Entries taken from a collection
====

PR #546, opened 2024-02-26
allow floats for _GetDataType

asottile-sentry:
note that `float` in the mypy typing system includes `int` so including `| int` would be redundant


asottile-sentry:
I believe the test failures are unrelated and https://github.com/typeddjango/djangorestframework-stubs/pull/526 is needed to unbreak them

sobolevn (approved):
Thanks!

PR #596, opened 2024-04-23
Fix CI: suppress mypy errors in test suite that come from 3rd party packages

intgr:
`djangorestframework-stubs` CI was failing due to changes in `django-stubs` upstream.

This issue has bit us a few times in the past too. A suggestion was proposed in https://github.com/typeddjango/pytest-mypy-plugins/issues/134#issuecomment-1817723015 that should fix this once and for all, and we can remove hacks that I previously added in `mypy.ini`.


sobolevn (approved):
Thank you!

====

• ACTION ITEM: From start to finish, retype the records above with complete accuracy.

• RESPONSE BELOW:
PR #546, opened 2024-02-26
allow floats for _GetDataType

asottile-sentry:
note that `float` in the mypy typing system includes `int` so including `| int` would be redundant


asottile-sentry:
I believe the test failures are unrelated and https://github.com/typeddjango/djangorestframework-stubs/pull/526 is needed to unbreak them

sobolevn (approved):
Thanks!

PR #596, opened 2024-04-23
Fix CI: suppress mypy errors in test suite that come from 3rd party packages

intgr:
`djangorestframework-stubs` CI was failing due to changes in `django-stubs` upstream.

This issue has bit us a few times in the past too. A suggestion was proposed in https://github.com/typeddjango/pytest-mypy-plugins/issues/134#issuecomment-1817723015 that should fix this once and for all, and we can remove hacks that I previously added in `mypy.ini`.


sobolevn (approved):
Thank you!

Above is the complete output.